Work required: Scan the records for the string "systemd"; copy each line where it occurs.
=== Section Start ===
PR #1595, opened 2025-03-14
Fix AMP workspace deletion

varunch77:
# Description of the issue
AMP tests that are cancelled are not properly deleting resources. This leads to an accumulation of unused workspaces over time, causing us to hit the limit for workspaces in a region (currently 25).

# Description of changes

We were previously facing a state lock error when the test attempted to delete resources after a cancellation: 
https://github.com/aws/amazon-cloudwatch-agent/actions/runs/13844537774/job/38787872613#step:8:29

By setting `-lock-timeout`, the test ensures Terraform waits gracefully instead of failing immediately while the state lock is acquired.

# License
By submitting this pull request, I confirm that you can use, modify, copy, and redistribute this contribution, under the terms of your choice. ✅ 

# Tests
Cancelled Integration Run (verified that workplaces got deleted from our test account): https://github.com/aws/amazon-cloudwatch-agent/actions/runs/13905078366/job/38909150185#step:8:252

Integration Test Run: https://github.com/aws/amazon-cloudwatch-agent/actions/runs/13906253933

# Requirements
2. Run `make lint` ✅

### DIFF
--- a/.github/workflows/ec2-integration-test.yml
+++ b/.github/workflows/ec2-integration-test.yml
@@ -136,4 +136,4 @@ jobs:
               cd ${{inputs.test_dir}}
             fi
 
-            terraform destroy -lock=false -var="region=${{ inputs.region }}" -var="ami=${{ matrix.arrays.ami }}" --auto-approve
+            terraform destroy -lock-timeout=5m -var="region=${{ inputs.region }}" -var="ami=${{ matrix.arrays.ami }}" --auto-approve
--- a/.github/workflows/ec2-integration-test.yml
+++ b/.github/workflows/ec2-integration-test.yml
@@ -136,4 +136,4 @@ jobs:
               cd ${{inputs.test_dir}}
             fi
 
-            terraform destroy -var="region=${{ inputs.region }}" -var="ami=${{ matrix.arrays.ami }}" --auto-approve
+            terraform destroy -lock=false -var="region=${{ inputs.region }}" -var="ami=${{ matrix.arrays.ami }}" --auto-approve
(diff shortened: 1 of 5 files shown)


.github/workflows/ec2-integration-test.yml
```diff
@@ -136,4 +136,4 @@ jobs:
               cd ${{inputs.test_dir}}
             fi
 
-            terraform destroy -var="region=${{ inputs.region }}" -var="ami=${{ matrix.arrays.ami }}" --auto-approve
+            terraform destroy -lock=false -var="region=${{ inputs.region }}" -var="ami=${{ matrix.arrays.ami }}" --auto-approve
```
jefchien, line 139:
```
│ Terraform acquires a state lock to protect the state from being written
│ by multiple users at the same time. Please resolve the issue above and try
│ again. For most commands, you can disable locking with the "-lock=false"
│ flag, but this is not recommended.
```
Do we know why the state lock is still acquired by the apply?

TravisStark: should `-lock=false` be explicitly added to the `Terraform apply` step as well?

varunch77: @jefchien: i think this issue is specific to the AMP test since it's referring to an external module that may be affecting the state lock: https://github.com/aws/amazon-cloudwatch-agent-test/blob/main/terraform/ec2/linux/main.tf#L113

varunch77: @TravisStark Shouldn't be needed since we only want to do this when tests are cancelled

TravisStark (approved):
=== Section End ===
=== Section Start ===
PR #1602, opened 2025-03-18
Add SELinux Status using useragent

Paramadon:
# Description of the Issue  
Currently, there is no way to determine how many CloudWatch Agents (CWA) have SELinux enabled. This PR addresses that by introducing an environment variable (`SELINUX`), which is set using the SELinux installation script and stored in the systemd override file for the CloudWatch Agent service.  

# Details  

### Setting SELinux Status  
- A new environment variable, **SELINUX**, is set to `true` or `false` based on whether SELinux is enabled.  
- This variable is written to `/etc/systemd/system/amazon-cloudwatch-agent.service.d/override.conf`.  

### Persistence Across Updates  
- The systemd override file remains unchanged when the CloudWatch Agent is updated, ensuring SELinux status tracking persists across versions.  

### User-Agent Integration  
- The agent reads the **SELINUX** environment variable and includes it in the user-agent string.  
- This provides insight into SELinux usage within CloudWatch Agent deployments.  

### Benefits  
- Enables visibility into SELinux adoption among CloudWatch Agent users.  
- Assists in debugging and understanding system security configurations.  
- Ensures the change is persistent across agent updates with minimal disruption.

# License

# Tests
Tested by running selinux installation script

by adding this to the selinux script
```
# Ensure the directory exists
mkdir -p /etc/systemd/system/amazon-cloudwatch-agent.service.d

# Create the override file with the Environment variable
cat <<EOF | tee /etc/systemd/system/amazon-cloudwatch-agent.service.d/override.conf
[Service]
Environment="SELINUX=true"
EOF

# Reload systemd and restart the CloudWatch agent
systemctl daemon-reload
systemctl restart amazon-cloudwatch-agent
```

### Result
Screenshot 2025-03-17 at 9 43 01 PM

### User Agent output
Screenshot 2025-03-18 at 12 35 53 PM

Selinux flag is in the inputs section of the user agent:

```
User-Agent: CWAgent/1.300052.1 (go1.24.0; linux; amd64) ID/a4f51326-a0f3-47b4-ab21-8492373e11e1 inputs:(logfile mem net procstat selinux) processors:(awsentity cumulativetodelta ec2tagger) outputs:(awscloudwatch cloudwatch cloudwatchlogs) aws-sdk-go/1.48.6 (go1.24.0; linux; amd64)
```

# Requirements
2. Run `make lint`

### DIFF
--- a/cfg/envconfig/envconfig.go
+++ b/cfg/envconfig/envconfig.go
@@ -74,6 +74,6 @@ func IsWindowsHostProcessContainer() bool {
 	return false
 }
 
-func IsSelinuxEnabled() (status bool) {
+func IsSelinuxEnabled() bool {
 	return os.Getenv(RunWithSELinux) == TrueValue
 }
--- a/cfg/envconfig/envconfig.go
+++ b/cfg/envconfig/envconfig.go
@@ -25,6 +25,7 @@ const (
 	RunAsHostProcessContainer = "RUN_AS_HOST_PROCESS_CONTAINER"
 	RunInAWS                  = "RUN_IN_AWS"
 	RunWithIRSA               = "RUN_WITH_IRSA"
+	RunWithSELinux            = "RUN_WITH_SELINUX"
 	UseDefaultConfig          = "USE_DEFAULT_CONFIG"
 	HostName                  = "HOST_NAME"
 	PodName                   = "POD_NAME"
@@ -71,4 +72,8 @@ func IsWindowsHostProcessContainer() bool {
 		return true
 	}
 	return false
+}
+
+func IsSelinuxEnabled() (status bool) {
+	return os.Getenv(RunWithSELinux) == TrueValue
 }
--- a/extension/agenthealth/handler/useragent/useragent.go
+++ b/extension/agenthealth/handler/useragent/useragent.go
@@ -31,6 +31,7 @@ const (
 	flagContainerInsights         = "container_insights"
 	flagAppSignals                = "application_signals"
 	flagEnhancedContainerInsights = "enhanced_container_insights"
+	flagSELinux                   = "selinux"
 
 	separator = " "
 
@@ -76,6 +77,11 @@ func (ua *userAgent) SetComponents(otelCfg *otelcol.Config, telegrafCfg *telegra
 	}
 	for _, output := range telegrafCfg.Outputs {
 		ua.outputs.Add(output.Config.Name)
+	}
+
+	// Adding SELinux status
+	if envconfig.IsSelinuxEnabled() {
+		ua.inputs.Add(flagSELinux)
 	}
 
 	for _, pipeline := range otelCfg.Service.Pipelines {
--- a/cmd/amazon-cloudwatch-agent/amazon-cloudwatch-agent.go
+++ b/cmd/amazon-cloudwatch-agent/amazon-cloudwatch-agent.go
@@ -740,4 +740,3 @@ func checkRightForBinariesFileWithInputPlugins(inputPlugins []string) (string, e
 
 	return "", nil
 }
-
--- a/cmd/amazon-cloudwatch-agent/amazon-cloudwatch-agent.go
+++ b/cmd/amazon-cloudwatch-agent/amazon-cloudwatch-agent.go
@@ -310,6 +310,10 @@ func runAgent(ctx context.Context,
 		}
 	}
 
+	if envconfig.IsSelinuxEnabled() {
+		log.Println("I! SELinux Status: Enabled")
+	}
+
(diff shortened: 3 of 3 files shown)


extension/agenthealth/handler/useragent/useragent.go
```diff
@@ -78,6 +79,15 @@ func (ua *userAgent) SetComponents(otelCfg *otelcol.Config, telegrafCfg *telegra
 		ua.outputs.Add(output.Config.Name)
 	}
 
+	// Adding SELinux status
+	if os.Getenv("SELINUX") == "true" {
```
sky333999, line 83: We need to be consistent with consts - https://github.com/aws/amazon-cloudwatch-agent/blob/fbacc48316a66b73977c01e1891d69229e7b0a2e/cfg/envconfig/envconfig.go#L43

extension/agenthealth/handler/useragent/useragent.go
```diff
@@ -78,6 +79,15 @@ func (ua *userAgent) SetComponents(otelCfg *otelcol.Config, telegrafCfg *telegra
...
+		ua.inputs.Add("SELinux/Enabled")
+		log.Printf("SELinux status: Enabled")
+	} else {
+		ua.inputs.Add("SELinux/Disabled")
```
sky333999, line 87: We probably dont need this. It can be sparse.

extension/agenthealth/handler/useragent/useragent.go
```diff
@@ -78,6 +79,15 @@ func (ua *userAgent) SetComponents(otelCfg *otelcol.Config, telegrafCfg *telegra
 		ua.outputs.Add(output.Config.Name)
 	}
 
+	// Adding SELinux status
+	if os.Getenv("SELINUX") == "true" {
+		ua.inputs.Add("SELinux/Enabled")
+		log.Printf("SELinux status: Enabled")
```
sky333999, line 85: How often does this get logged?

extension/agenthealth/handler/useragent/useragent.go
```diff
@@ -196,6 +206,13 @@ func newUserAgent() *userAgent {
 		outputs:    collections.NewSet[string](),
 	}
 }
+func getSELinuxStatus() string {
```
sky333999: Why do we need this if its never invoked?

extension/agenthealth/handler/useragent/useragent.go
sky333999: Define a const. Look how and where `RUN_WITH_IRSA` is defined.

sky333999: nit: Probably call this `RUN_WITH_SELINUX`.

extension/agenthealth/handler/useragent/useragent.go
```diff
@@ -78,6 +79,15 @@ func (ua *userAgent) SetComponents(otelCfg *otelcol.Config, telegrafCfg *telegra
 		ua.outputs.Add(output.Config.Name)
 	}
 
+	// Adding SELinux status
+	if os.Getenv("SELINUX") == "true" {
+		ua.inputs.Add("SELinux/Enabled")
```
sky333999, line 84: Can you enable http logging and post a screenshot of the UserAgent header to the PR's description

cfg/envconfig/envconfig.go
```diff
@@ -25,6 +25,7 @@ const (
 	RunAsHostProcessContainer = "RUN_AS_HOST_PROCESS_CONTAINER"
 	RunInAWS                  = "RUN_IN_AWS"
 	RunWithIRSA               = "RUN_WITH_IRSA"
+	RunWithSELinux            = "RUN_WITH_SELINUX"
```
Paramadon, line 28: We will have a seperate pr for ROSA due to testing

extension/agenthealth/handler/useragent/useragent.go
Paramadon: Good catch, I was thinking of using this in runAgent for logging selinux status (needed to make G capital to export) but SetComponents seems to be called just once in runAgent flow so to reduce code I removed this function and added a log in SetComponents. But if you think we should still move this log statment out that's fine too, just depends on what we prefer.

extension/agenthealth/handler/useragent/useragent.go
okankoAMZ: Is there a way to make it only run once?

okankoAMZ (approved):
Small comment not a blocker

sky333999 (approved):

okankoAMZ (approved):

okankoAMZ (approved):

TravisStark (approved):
=== Section End ===
Reply:
Currently, there is no way to determine how many CloudWatch Agents (CWA) have SELinux enabled. This PR addresses that by introducing an environment variable (`SELINUX`), which is set using the SELinux installation script and stored in the systemd override file for the CloudWatch Agent service.  
- This variable is written to `/etc/systemd/system/amazon-cloudwatch-agent.service.d/override.conf`.  
- The systemd override file remains unchanged when the CloudWatch Agent is updated, ensuring SELinux status tracking persists across versions.  
mkdir -p /etc/systemd/system/amazon-cloudwatch-agent.service.d
cat <<EOF | tee /etc/systemd/system/amazon-cloudwatch-agent.service.d/override.conf
# Reload systemd and restart the CloudWatch agent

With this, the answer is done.